ほら、感じますでしょ?そなたの愛しい蒼き狼(ロータス)の者の気配があるわ・・・・
次にそなたが目覚める時には、あの美しい男の首を目の前に差し出して上げましょう・・・ねぇ?』
 魔王と呼ばれる闇の魔法使いラグナ・ゼラキエルの妻となるはずだった者、邪眼のレイノーラは、さも可笑しくて

 仕方ないと言うようにその紅の唇を三日月型に歪め、彼女の内にいよう本来のこの体の持ち主、エストラルダ帝国のアストラ剣士ラレンシェイ・ラージェを嘲笑ったのだった。

~ 黙れ魔物!貴様の思い通りにはさせない!

 その脳裏に響き渡るのは、レイノーラの内に閉じ込められたままでいるラレンシェイの勇ましく鋭い叫び声であった。

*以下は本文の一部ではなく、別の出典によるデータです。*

PR #15, opened 2016-04-06
Reenable connext dynamic

jacquelinekay:
With the changes made in ros2/rosidl#115 this will allow us to use the dynamic implementation of Connext in rclpy.


jacquelinekay:
Seeing if Connext Dynamic and Python get along:

http://ci.ros2.org/job/ci_linux/1248/
http://ci.ros2.org/job/ci_osx/1003/
http://ci.ros2.org/job/ci_windows/1286/

jacquelinekay:
I forgot that `rclpytests` doesn't produce different test results for the different middlewares. Locally I can see that the package built a `_rclpy__rmw_connext_dynamic_cpp.cpython(etc...).so`.

jacquelinekay:
nevermind, I have a better solution coming up.

PR #19, opened 2016-04-26
fix import order

wjwwood:
Follow up to https://github.com/ros2/rclpy/pull/12


wjwwood:
I'm gonna merge this since it's trivial. I tested it locally for bizarre consequences.

PR #23, opened 2016-05-04
add tests for array

mikaelarguedas:
Add testing for primitive arrays bounded or not + tests for nested messages arrays
Note: feature working but tests failing on windows because of underlying rclpy issues that should be addressed in a separate PR.

Connects to https://github.com/ros2/rosidl/issues/114

Issue #17, opened 2016-04-14
Publisher crashes if message contains empty strings


mikaelarguedas:
If message contains either uninitialized string, an empty string, or string containing only a null terminating character, then `rclpy` publisher crashes:

```
>>> rclpy._rclpy.rclpy_publish(self.publisher_handle, msg)
RuntimeError: Failed to publish: error not set
```

PR #25, opened 2016-05-06
Fix null terminator

mikaelarguedas:
This removes the now useless string initialization in test files

Connects to https://github.com/ros2/rclpy/issues/17

Relies on https://github.com/ros2/rclpy/pull/23


wjwwood:
d86dddf6ee1a09733d6fe7997201842577ccd7d7 +1

PR #26, opened 2016-05-12
update style to pass new uncrustify version

dirk-thomas:
While the wrapped line without any extra indentation doesn't look appealing this is the only way I got it to pass the new uncrustify version.

Connect to ament/uncrustify#13

### DIFF
--- a/rclpy/src/rclpy/_rclpy.c
+++ b/rclpy/src/rclpy/_rclpy.c
@@ -363,43 +363,33 @@ rclpy_shutdown(PyObject * Py_UNUSED(self), PyObject * Py_UNUSED(args))
 }
 
 static PyMethodDef rclpy_methods[] = {
-  {"rclpy_init", rclpy_init, METH_VARARGS,
-   "Initialize RCL."},
-  {"rclpy_create_node", rclpy_create_node, METH_VARARGS,
-   "Create a Node."},
-  {"rclpy_create_publisher", rclpy_create_publisher, METH_VARARGS,
-   "Create a Publisher."},
-  {"rclpy_publish", rclpy_publish, METH_VARARGS,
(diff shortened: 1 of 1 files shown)


rclpy/src/rclpy/_rclpy.c
```diff
@@ -363,43 +363,33 @@ rclpy_shutdown(PyObject * Py_UNUSED(self), PyObject * Py_UNUSED(args))
...
-   "rclpy_ok."},
+  {"rclpy_ok", rclpy_ok, METH_NOARGS, "rclpy_ok."},
 
-  {"rclpy_shutdown", rclpy_shutdown, METH_NOARGS,
-   "rclpy_shutdown."},
+  {"rclpy_shutdown", rclpy_shutdown, METH_NOARGS, "rclpy_shutdown."},
 
   {"rclpy_get_rmw_implementation_identifier", rclpy_get_rmw_implementation_identifier,
-   METH_NOARGS, "Retrieve the identifier for the active RMW implementation."},
+  METH_NOARGS, "Retrieve the identifier for the active RMW implementation."},
```
wjwwood: This doesn't look right to me. Maybe you have to expand the block so that the opening and closing braces are on their own lines.

dirk-thomas: I agree with you. Please see my comment on the referenced issue (https://github.com/ament/uncrustify/pull/13#issue-154550137). The new version has some severe regressions and I don't expect to merge this as-is. Therefore this is still marked with the label "in progress".

wjwwood: :+1:

dirk-thomas:
Obsolete with the latest version of uncrustify from master.

PR #74, opened 2016-01-31
Add "Using the jittered exponential timer" to README

8W9aG:
* Not obvious how to use this API from looking at
the demo and the current README


8W9aG:
@rastersize @dflems @jgavris

jgavris:
:+1:

PR #75, opened 2016-02-01
Add testErrorDelegateCallbackWhenMismatchInChunkSupport

8W9aG:
* Test that an error is thrown when the data loader
attempts to load a request that requires chunks but
the delegate does not support chunks
* Removes previous assertion in favor of a less
noisy delegate error callback approach

### DIFF
--- a/SPTDataLoader/SPTDataLoader.m
+++ b/SPTDataLoader/SPTDataLoader.m
@@ -24,6 +24,7 @@
 #import "SPTDataLoaderResponse.h"
 #import "SPTDataLoaderRequestResponseHandler.h"
 #import "SPTDataLoaderDelegate.h"
+#import "SPTDataLoaderResponse+Private.h"
 
 @interface SPTDataLoader ()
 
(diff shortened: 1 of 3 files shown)


8W9aG:
@rastersize @dflems @jgavris

SPTDataLoader/SPTDataLoader.m
```diff
@@ -71,9 +72,18 @@ - (void)executeDelegateBlock:(dispatch_block_t)block
 {
     SPTDataLoaderRequest *copiedRequest = [request copy];
     id<SPTDataLoaderDelegate> delegate = self.delegate;
+
+    // Cancel the request immediately if it requires chunks and the delegate does not support that
     if ([delegate respondsToSelector:@selector(dataLoaderShouldSupportChunks:)] && copiedRequest.chunks) {
```
rastersize: Shouldn't you now also message the delegate in the if-statement to check if it supports chunks?

rastersize:
Could we add a test for the happy case?

SPTDataLoader/SPTDataLoader.m
8W9aG: Yes you are totally right

8W9aG:
@rastersize can do

8W9aG:
@rastersize happy case is tested in testRelayReceivedDataChunkToDelegate

rastersize:
@8W9aG Oh right, nice.

:+1:

PR #81, opened 2016-02-02
Add GIFs to high level sections in README

8W9aG:
* ScoreMe gives higher scores for READMEs with GIFs
so lets add couple in


8W9aG:
@rastersize @jgavris @dflems

iOSCowboy:
:dancer:

dflems:
this seems unnecessary. do we really care about an arbitrary readme score?

rastersize:
I agree with @dflems here, we've already reached 100/100 points. This here seems to mostly hurt readability and as such the quality of the readme. At least that's my opinion.

8W9aG:
Agreed

PR #82, opened 2016-02-02
Separate frameworks targets into new project

8W9aG:


rastersize:
Since we're recreating this project. Could we move all the different info.plist files into the same directory? Feels silly to have four directories with a single file in each. Better with one directory which contains all four of the files.

8W9aG:
@rastersize Do you mean rename all the Info.plist files to Info-Framework-IOS.plist or something?

rastersize:
@8W9aG If we can share the file, like now, that’s even nicer.

I think we should remove the local override of `INSTALL_PATH` and `DYLIB_INSTALL_NAME_BASE` from the Xcode project file. Instead `INSTALL_PATH` should be set to `@rpath` in the xcconfig.

Same with `LD_RUNPATH_SEARCH_PATHS` which should have its value from the xcconfig. The value should be `$(inherited) @executable_path/Frameworks @loader_path/Frameworks`

Remove the per-target override of `CLANG_MODULES_AUTOLINK` as it’s set in the xcconfig file.

rastersize:
:+1:

PR #85, opened 2016-02-03
Fix an intermittent warning in Xcode 7.3 beta

JensAyton:
This slightly changes behaviour: the default is used only if there is no override, not if the override is zero. The previous behaviour was undocumented an probably surprising, although I’m not sure what you’d expect to happen if you set zero.

@8W9aG @rastersize @wahni


8W9aG:
:+1:

tonylazarew:
:+1:

PR #89, opened 2016-02-05
Add langauge standards to xcconfig

rastersize:
To match what we have internally.

@8W9aG @dflems @jgavris @JensAyton


jgavris:
:+1:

 しかし、彼女は、レイノーラに乗っ取られたその体を、以前のように自分の意志で動かすことなど出来なくなっていた。

 その魂が、魔性に呑まれかけているのである。
 それを知っているレイノーラは、愉快そうに、本来ならラレンシェイのものである美麗なその顔を邪に綻ばせたのだった。

『あらあら・・・・相変わらず諦めの悪い嫌な女だこと・・・
まぁ、いいわ・・・・そこでそうして吼えていなさい、どうせもう後少しで、そなたも私の一部となるのだから・・・・
【息吹(アビ・リクォト)】を取りに行くついでに、あのロータスの大魔法使いとも少し遊んで差し上げなければ・・・・ねぇ?そなたはそこで、あの男が何も出来ぬまま死んで行く姿を見ているがいいわ・・・・』

 ふふふ・・・と笑いながら、レイノーラは、見事な赤毛の前髪の下でその茶色の瞳を実に邪悪な表情で細めたのである。

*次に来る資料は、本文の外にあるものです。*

PR #90, opened 2016-02-07
Add nullability & generic type annotations to all classes

JohnSundell:
This PR adds modern Objective-C annotations to all SPTDataLoader classes, both private and public.

Changes include:
- Adding `NS_ASSUME_NONNULL_BEGIN/END` compiler instructions to all files.
- Where objects are allowed to be `nil`, add the `nullable` annotation.
- Missing `nil`-checks and corresponding `_Nonnull` casts added.
- Some missing assignments to required variables added in tests.
- Where changes required to fully conform to the nullability annotations were considered too big for this commit, or where whether passing `nil` would cause a crash was tested, `#pragma` warning silencers were added.
- Generic annotations were added to all collections, both public & private.

Note: Whether a parameter should be `nullable` or not was determined by inspecting the surrounding code and the tests.

This change heavily improves SPTDataLoader’s usability in Swift, since arguments that before were typed as `[AnyObject]` now get full typing. Nullable properties and arguments are now also correctly treated as optionals in Swift.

 今、【息吹(アビ・リクォト)】を持つ青珠の守り手の傍には、レイノーラの同胞、幽幻六部衆が一人、魔物使いアルアミナが潜んでいるはずだ。

 レイノーラは、しなやかな右手を虚空に持ち上げると、その掌に黒炎と共に大きな水晶球が現れてくる。

『さて・・・・・ゆっくりと見物させて頂きましょう・・・・アルアミナ・・・・
そなたが失敗などすれば、この私が出向くことになるのだから・・・・
私が城の外に出れば、あのロータスの者も、間違いなく姿を現すのでしょうね?
実に愉快ですわ・・・・』

 千里を映す妖の水晶球を禍々しく歪む茶色の眼光で見つめながら、レイノーラはゆったりと長椅子に横たわり、赤く染まる妖艶な女妖の唇で、実に性悪に微笑むのだった。